Prompt: As an exercise, copy out the entries exactly as written.

#### Excerpted data ####

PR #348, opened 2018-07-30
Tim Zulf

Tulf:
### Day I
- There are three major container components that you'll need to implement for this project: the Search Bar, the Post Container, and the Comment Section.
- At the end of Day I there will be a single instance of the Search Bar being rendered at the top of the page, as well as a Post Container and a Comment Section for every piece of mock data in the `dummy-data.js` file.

####

Answer for this exercise:
PR #348, opened 2018-07-30
Tim Zulf

Tulf:
### Day I
- There are three major container components that you'll need to implement for this project: the Search Bar, the Post Container, and the Comment Section.
- At the end of Day I there will be a single instance of the Search Bar being rendered at the top of the page, as well as a Post Container and a Comment Section for every piece of mock data in the `dummy-data.js` file.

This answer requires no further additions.